The CAM heatmaps generated by these models closely aligned with pathologist interpretations, effectively highlighting diagnostically relevant areas. Key characteristic features include irregular, pleomorphic tumor cells actively invading surrounding breast tissue, which are critical indicators of IDC progression [50]. This consistency reinforces the potential of the proposed models to support clinical decision making, particularly in cases where subtle morphological patterns may otherwise be overlooked.
This study utilizes a publicly available dataset to encourage reproducibility, benchmarking, and development in IDC diagnosis. The selection of small patch sizes aligns with the original dataset’s intent to validate DL models of varying complexity. While individual patches may not fully capture morphological and anatomical contexts, some studies [20,21,45] have explored distilled classification, where adjacent patches are hierarchically labeled to provide a more comprehensive delineation of pathological lesions. Recognizing the generalization challenges associated with small image datasets, future research will focus on improving applicability by utilizing larger images and incorporating additional morphological and anatomical contexts.

6. Conclusions

AI has played an increasingly active role in CAD of breast cancer.
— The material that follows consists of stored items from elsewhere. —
PR #1307, opened 2022-04-01
Set functions to be accessible from DLL on Windows.

tungld:
This patch is to annotate functions to be exported on Windows without `.def` files where
- `__declspec(dllexport)` is added to functions in cruntime lib, including `omTensorCreate`, `omTensorListCreate`, etc.
- `dllexport` is added to llvm functions generated by KrnlToLLVM, including `run_main_graph`, `omInputSignature`, `omOutputSignature`, `omQueryEntryPoints`.

This patch also introduces `preserveLLVMIR` option to `onnx-mlir` to save the generated LLVM code into a `.ll` file. `preserveLLVMIR` is used to test annotated functions in this patch.


src/Compiler/CompilerUtils.cpp
```diff
@@ -308,6 +308,26 @@ static void genLLVMBitcode(const mlir::OwningOpRef<ModuleOp> &module,
...
+    exportedFuncs.emplace_back(StringRef("run_main_graph"));
+    exportedFuncs.emplace_back(StringRef("omQueryEntryPoints"));
+    exportedFuncs.emplace_back(StringRef("omInputSignature"));
+    exportedFuncs.emplace_back(StringRef("omOutputSignature"));
+    for (StringRef funcName : exportedFuncs) {
+      llvm::GlobalValue *GV = llvmModule->getNamedValue(funcName);
+      GV->setDSOLocal(true);
+      GV->setDLLStorageClass(llvm::GlobalValue::DLLExportStorageClass);
+      auto func = llvmModule->getFunction(funcName);
+      func->print(llvm::outs());
```
tungld, line 327: These two lines are just for debugging purpose. Will be removed.

src/Compiler/CompilerUtils.cpp
```diff
@@ -308,6 +308,26 @@ static void genLLVMBitcode(const mlir::OwningOpRef<ModuleOp> &module,
   llvm::Metadata *identNode[] = {llvm::MDString::get(ctx, OnnxMlirVersion)};
   identMetadata->addOperand(llvm::MDNode::get(ctx, identNode));
 
+  // Set functions to be accesible from DLL on Windows.
+  if (llvm::Triple(getTargetTripleOption()).isOSWindows()) {
```
tungld, line 312: @sstamenova it seems we cannot detect Windows OS from triple. I don't know why it is. I don't have Windows environement, so could you help check what happened here? 

There are several functions that can be called to check different  Windows environments here: https://github.com/llvm/llvm-project/blob/main/llvm/include/llvm/ADT/Triple.h#L561, and I chose the general one.

src/Compiler/CompilerUtils.cpp
```diff
@@ -372,10 +392,9 @@ static std::string genSharedLib(string outputBaseName, std::vector<string> opts,
 #ifdef _WIN32
   string sharedLibPath = outputBaseName + ".dll";
   std::vector<string> outputOpt = {"/Fe:" + sharedLibPath};
-  // link has to be before def and libpath since they need to be passed through
-  // to the linker
-  std::vector<string> sharedLibOpts = {
-      "/LD", "/link", "/NOLOGO", "/def:" + outputBaseName + ".def"};
```
sstamenova, line 378: If we remove the .def file, the functions exported from cruntimelib also need to be marked as dll exports because they can no longer be exported in any other way

src/Compiler/CompilerUtils.cpp
sstamenova: @tungld : What do you mean? `isOSWindows` should return `true` when the triple is targeting Windows, what's the case when you saw it fail?

tungld: It looks `llvm::Triple(getTargetTripleOption()).isOSWindows()` returned false so that the code inside if was not executed, and numerical tests failed. If I used `if(true)`, the code was executed and numerical tests passed. I suspect that `llvm::Triple(getTargetTripleOption()).isOSWindows()` returned false. I cannot confirm this from Windows CI logs, could you please check on your local environment? Thanks!

tungld: I switched to use `ifdef __WIN32` instead of triple.

src/Compiler/CompilerUtils.cpp
tungld: Done. Thank you!

src/Compiler/CompilerUtils.cpp
```diff
@@ -308,6 +308,21 @@ static void genLLVMBitcode(const mlir::OwningOpRef<ModuleOp> &module,
...
+  exportedFuncs.emplace_back(StringRef("omQueryEntryPoints"));
+  exportedFuncs.emplace_back(StringRef("omInputSignature"));
+  exportedFuncs.emplace_back(StringRef("omOutputSignature"));
+  for (StringRef funcName : exportedFuncs) {
+    llvm::GlobalValue *GV = llvmModule->getNamedValue(funcName);
+    GV->setDSOLocal(true);
+    GV->setDLLStorageClass(llvm::GlobalValue::DLLExportStorageClass);
+  }
+#endif
+
```
gongsu832, line 325: @tungld Can you explain a bit how this worked? I would have expected that once you annotate the bitcode properly for `run_main_graph` etc. to be exported, the rest are all taken care of by llc and the linker. Why do we still have to do something in `CompilerUtils.cpp` to export the symbols?

tungld: @gongsu832 Firstly we should distinguish "LLVMIR in mlir" which is a dialect in MLIR and "LLVMIR in llvm" which is the original LLVM existed long time ago before MLIR.

"LLVMIR in mlir" is limited and still not equivalent to "LLVMIR in llvm" , for example we cannot annotate a function with dllexport in "LLVMIR in mlir".

Now, our onnx-mlir  or CompilerUtils in particular, invokes KrnlToLLVM to generates "LLVMIR in mlir", then calls `translateModuleToLLVMIR` to translate "LLVMIR in mlir" to "LLVMIR in llvm`, then tranlates to bitcode, and link etc.

What I did here is to annotate functions of the generated code when they are in "LLVMIR in llvm" so that the functions are equivalent to having `__declspec(dllexport)` (e.g. when -emit-llvm for a C++ code with  `__declspec(dllexport)`. The rest will be all taken care of by llc and the linker as you said.

gongsu832: Thanks @tungld ! Can you put this as comments above this block of code? Makes it easier to understand how this works.

gongsu832: BTW, just saw your comment above:

> This patch cannot handle a model with multiple entry points, e.g. entry points are not `run_main_graph`, but something else that must be queried via `omQueryEntryPoints`.

Is this still true? There is no way to annotate entry points other than `run_main_graph`?

include/onnx-mlir/Compiler/CMakeLists.txt
```diff
@@ -1,3 +1,4 @@
 # SPDX-License-Identifier: Apache-2.0
 
 install(FILES OMCompilerTypes.h DESTINATION include/onnx-mlir/Compiler)
+install(FILES OMCompilerMacros.h DESTINATION include/onnx-mlir/Compiler)
```
sstamenova, line 4: Are all the headers being installed now? In the PR I had sent, I had added a few headers that were previously missing to the install. Can you do that too? https://github.com/onnx/onnx-mlir/pull/1262

include/onnx-mlir/Compiler/OMCompilerMacros.h
```diff
@@ -0,0 +1,29 @@
...
+// This file defines several macros, which allows use of compiler-specific
+// features in a way that remains portable. This header can be included from
+// either C or C++.
+//
+//===----------------------------------------------------------------------===//
+
+#ifndef ONNX_MLIR_COMPILER_MACROS_H
+#define ONNX_MLIR_COMPILER_MACROS_H
+
+/// OM_EXTERNAL_VISIBILITY - classes, functions, and variables marked with this
```
sstamenova, line 20: ONNX_MLIR_EXPORT is already defined in OnnxMlirCompier.h. I don't think we need two definitions, so please either use ONNX_MLIR_EXPORT everywhere, or change the definition of OM_EXTERNAL_VISIBILITY, so that it can be used instead of ONNX_MLIR_EXPORT

tungld: I tried to use ONNX_MLIR_EXPORT but got this failure: https://dev.azure.com/onnx-pipelines/onnx/_build/results?buildId=22626&view=logs&j=4060f429-1919-5440-1fce-77a91697330b&t=4cbc8f84-8349-586a-8281-73be4740c2c3, and had no Windows environment to debug.

The definition of ONNX_MLIR_EXPORT is more complicated than I expected and I am not totally understand. Really appreciate if someone from your team could help with this issue by a follow-up PR.

gongsu832: @tungld @sstamenova I will create a PR to clean up the include stuff and hopefully make the ONNX_MLIR_EXPORT work for both Compiler and Runtime libraries.

tungld: Thank you @gongsu832!

include/onnx-mlir/Compiler/CMakeLists.txt
tungld: Done. I pulled them from your PR.

src/Compiler/CompilerUtils.cpp
tungld: It's feasible, e.g. entry points are constants in LLVMIR and we can read them. I will address this in another PR. It requires a little more effort.

tungld: > Can you put this as comments above this block of code? Makes it easier to understand how this works.

I created a separate function `tailorLLVMIR` and put all related code there. Hope it make things clearer.

gongsu832: > It's feasible, e.g. entry points are constants in LLVMIR and we can read them. I will address this in another PR. It requires a little more effort.

That would be perfect! With this we would then completely address the symbol export issue for Windows without a .def file.

tungld: @gongsu832 anyway, I just added support for multiple entry points. So this patch fully supports dllexport for the generated code.

sstamenova:
LGTM, thanks!

sstamenova (approved):

gongsu832 (approved):
LGTM. Thanks for the work. Now we support Windows DLL without having to fiddle with .def files, which is great!

PR #1313, opened 2022-04-04
Fix JNI wrapper entry point name encoding on z/OS

gongsu832:
When Java API inputSignature()/outputSignature() calls
input_signature_jni("run_main_graph")/output_signature_jni("run_main_graph"),
"run_main_graph" needs to be converted from ASCII to EBCDIC before being
fed into omInputSignature(epptr)/omOutputSignature(epptr)


JonTriebenbach:
This line also has to be updated:
https://github.com/onnx/onnx-mlir/blob/917c90b2ee885ef554a1973440f5b735282c3d3a/src/Runtime/jni/jniwrapper.c#L768

The model build fails on zOS with this failure:
 IEW2456E 9207 SYMBOL sig_e2a UNRESOLVED.  MEMBER COULD NOT BE INCLUDED FROM THE
          DESIGNATED CALL LIBRARY.                                              
FSUM3065 The LINKEDIT step ended with return code 8.

tungld (approved):
LGTM.

PR #1319, opened 2022-04-06
Use cmake functions add_onnx_mlir_* for NNPA

tungld:
This patch is to use cmake functions `add_onnx_mlir_dialect`, `add_onnx_mlir_rewrite`, etc. for NNPA code.


src/Accelerators/NNPA/Dialect/ZLow/ZLowOps.cpp
```diff
@@ -2,7 +2,7 @@
  * SPDX-License-Identifier: Apache-2.0
  */
 
-//===------------------ ZLowOps.hpp - ONNX Operations ---------------------===//
+//===------------------ ZLow.hpp - ONNX Operations ------------------------===//
```
etiotto, line 5: The name here `ZLow.hpp' doesn't match the file name `ZLowOps.cpp`

sstamenova (approved):

PR #1837, opened 2022-11-07
Use 700 when loading .so for Java

cjvolzka:
AppScan on Cloud doesn't like other/world permissions set on files.

When running models on Java we extract the .so file from the .jar so we can load it. The file is exacted to a temp directory, loaded and then deleted. For z/OS cases, we have to set the permission to include the execute. However since the file is loaded and immediately deleted, we should be able to restrict the permissions to only the current user to make ASoC happy.


gongsu832 (approved):
LGTM

PR #1845, opened 2022-11-09
[NNPA] Rewrite N-D to 3-D softmax instead of 2-D to avoid out-of-range on a dimension size

tungld:
We did rewrite N-D to 2-D softmax to make it run on NNPA, however it makes the compressed dimension big and sometimes larger than the supported value by NNPA.

NNPA Softmax also supports 3-D in addition to 2-D, so it is better to rewrite to 3-D instead. 


AlexandreEichenberger (approved):
LGTM

PR #1854, opened 2022-11-14
Avoid cyclic rewriting in simplify-shape-related-ops-onnx pass

tungld:
There is a bug in `simplify-shape-related-ops-onnx` pass that causes cyclic rewriting in which the rewriting pattern for Reshape and ConstantOfShape returns `success` no matter the output shape is updated or not.

This patch is to fix that bug by only return `success` if the output shape is updated.


AlexandreEichenberger (approved):
LGTM

Issue #1856, opened 2022-11-15
Memory leak when running Python models


cjvolzka:
# Steps to reproduce:

1. Compiled [mnist-12 model](https://github.com/onnx/models/blob/main/vision/classification/mnist/model/mnist-12.onnx) using: `--O3 --EmitLib --mtriple=s390x-ibm-loz --mcpu=z14 mnist-12.onnx`
2. Run model using the supplied [leak_client.py.zip](https://github.com/onnx/onnx-mlir/files/10009548/leak_client.py.zip) (`./leak_client.py <path_to_compiled_mnist-12.so)
    * The client prints it's PID when starting
    * The client runs the model in an infinite loop
    *  The client doesn't save the output and uses the same input for each inference
    * The client is hardcoded for mnist-12. `input_shape` must be changed to try other models
4. Use `top` or other tool to monitor memory usage of the PID printed when the client starts 

# Notes:
* I was running using Python 3.9.13
* The leak seems worse for faster models. (ie the more iterations that can be run, the faster the leak grows)
* At one minute the model managed to take 2GB of memory in 340000 iterations. The first iteration starts around 100 mb and grows from there over time. 
* The model.so itself doesn't show a leak when checked with `valgrind` using a C based client

AlexandreEichenberger:
@cjvolzka can you check that it is working for you, and close if appropriate, tx

cjvolzka:
Thanks for the reminder. I tested this on Friday and the fix looks good. Thanks for tracking down the Python issue @tungld!

PR #1857, opened 2022-11-15
Fix memory leak in pyRun

tungld:
This is to fix the memory leak reported in #1856.

We should clean up the input and output tensor lists before `return`, and the return policy will be handled automatically by pybind as follows: https://pybind11-jagerman.readthedocs.io/en/stable/advanced.html#return-value-policies


AlexandreEichenberger (approved):
LGTM

cjvolzka:
I gave this a try and the fix looks good. The client running the mnist-12 model stayed at approximately 39.2 Mb memory usage over all iterations.

PR #1859, opened 2022-11-15
Streamlining Shape Inference (first step)

AlexandreEichenberger:
Shape inference right now has multiple interfaces to generate the shape helpers. One of the first issue was that shape helpers have a different constructor for analysis and code gen phase:
```C++
struct ONNXOpShapeHelper {
  // Constructor for shape inference. Reuse scope if given, otherwise create one
  // now and free it in destructor.
  ONNXOpShapeHelper(OP *newOp, int numResults, IndexExprScope *inScope);
  // Constructor when code can be generated. Reuse scope if given, otherwise
  // create one now and free it in destructor.
  ONNXOpShapeHelper(OP *newOp, int numResults, mlir::OpBuilder *rewriter,
      ArrayValueIndexCapture::GetDenseVal fGetDenseVal,
      ArrayValueIndexCapture::LoadVal fLoadVal, IndexExprScope *inScope);
```

where the second constructor has to further pass low level functions to extract constants and load values (needed as some phase uses Krnl ops, but we don't want to introduce dependences to KRNL in ONNX or Mlir dialects).

So the first step is to clean up this. I am reusing the "builder" infrastructure to generate `IndexExpression` with an interface that works both in Analysis (question mark represents runtime values) and Code Gen/Code lowering (code is generated to produce the needed values).

```C++
struct NewONNXOpShapeHelper {
  // Constructor for shape inference.
  NewONNXOpShapeHelper(OP *op, mlir::ValueRange operands,
      IndexExprBuilder *ieBuilder, IndexExprScope *scope);
```
To that effect: `IndexExprBuilder` is introduced (generic class with the algorithms to process the constant/symbol/dims) and currently two lower classes:
* `IndexExprBuilderForAnalysis` for analysis, relying only on ONNX dialect
* `IndexExprBuilderForKrnl` for lowering to Krnl.

Other dialects (e.g. MHLO...) can simply implement 3 very simple virtual functions and be fully compatible with the scheme.

To demonstrate, I started to reformat the scheme for Elementwise Unary shape inference.

```C++
LogicalResult NewONNXGenericOpUnaryShapeHelper::computeShape() {
  // Output and input have the same shape. Just pass the input shape to the
  // output.
  uint64_t rank = createIE->getShapeRank(operands[0]);
  DimsExpr outputDims;
  for (uint64_t i = 0; i < rank; ++i)
    outputDims.emplace_back(createIE->getShapeAsDim(operands[0], i));
  setOutputDims(outputDims);
  return success();
}
```

And for example the lowering using shape inference
```C++
    MultiDialectBuilder<IndexExprBuilderForKrnl, KrnlBuilder> create(rewriter, loc);
    NewONNXGenericOpUnaryShapeHelper shapeHelper(
        op, operands, (IndexExprBuilder *)&create.krnlIE);
    auto shapeComputed = shapeHelper.computeShape();
    ...
    ValueRange loopDef = create.krnl.defineLoops(memRefType.getRank());
    SmallVector<IndexExpr, 4> lbs(memRefType.getRank(), LiteralIndexExpr(0));
    SmallVector<IndexExpr, 4> ubs;
    create.krnlIE.getShapeAsDims(X, ubs);
    create.krnl.iterateIE(loopDef, loopDef, lbs, ubs,
          [&](KrnlBuilder &createKrnl, ValueRange loopInd) { ... }

```
No more capture of the bounds, all is integrated within the `create.krnlIE` builder to scan shapes of operands.

At this stage, I would like to gather feedback before I retool many of the shape inference methods.

The step after this will be to integrate shape helper within the ONNX class as a trait (just like shape inference) so that it may be deployed using a common interface. This will be in a subsequent PR as it is relatively orthogonal to this.


tungld (approved):
LGTM. 

I like the idea of using IndexExprBuilder to unify multiple uses of ShapeHelper.

gongsu832:
@AlexandreEichenberger This PR breaks MacOS build.

AlexandreEichenberger:
> @AlexandreEichenberger This PR breaks MacOS build.

@gongsu832 #1863 implements the changes that @chentong319 recommended for fixing the mac issue. Thanks to both of you, sorry for the problems.

PR #1860, opened 2022-11-15
Shape Inference for DFT

hamptonm1:
Add the Shape Inference for the new DFT Opset associated with version 17.


hamptonm1:
FYI - @cjvolzka

hamptonm1:
@AlexandreEichenberger I know you are making updates in this department but I went with the old way for now and we can always update it later to utilize the shape helpers you have in place.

Thus far, existing research has primarily focused on developing sophisticated deep network architectures to address various challenges, achieving certain degrees of incremental accuracy. Despite promising successes, the developed CAD systems should still be supervised by pathologists to ensure valid slide interpretation. In contrast, this study investigated rather the impact of a prominent multi-band visual-enhanced filters, i.e., Gabor wavelets, on the DL-based classification of IDC using WSI modality.
Our findings suggest that images fused by mean orientation invariant filters offer superior performance compared to max filters, as they preserve both cellular arrangement and tissue morphology well. By incorporating spatial relationships across broader extents through accumulated directional responses, the adopted fusion strategy closely aligned with pathological interpretation principles utilized by experts.
Additionally, integrating Gabor filter responses into the input layer of ResNet-50 showed measurable contributions to improving its pattern association. Comparative analysis of its variants underscored the advantages of fusion on a larger scale, which achieved a strong balance between sensitivity and specificity. These results highlight the pivotal role of morphologically enhanced filters in enhancing diagnostic performance and optimizing DL models for BCa screening.
This study assessed ResNet-50, VGG-16 and 19, and DenseNet-121, focusing on well-established architectures to provide a robust baseline for comparison. Our findings may provide a guideline for future research in ensemble DL strategies. While the models offer solid performance analyses, we acknowledge the omission of more recent and lightweight networks. Efficient modern architectures are worth considering for reducing computational complexity.
Additionally, the reliance on a highly curated Kaggle dataset, with limited variability, poses a challenge in terms of generalizability in clinical settings. Specifically, domain shifts (e.g., variations in scanners, staining protocols, and patient populations) may affect model performance when applied to external datasets. Future research should focus on validation across more diverse, multi-institutional datasets, to improve real-world applicability and extend usability to other pathological conditions.

Author Contributions

Conceptualization, P.H.; Data Curation, S.J. and P.H.; Formal Analysis, S.J. and P.H.; Funding Acquisition, P.H.; Investigation, S.J.; Methodology, S.J. and P.H.; Project Administration, P.H.; Resources, P.H.; Software, S.J.; Supervision, P.H.; Validation, S.J. and P.H.; Visualization, P.H.; Writing—Original Draft, S.J.; Writing—Review and Editing, S.J. and P.H. All authors have read and agreed to the published version of the manuscript.

Funding

This work was supported by Suranaree University of Technology (SUT).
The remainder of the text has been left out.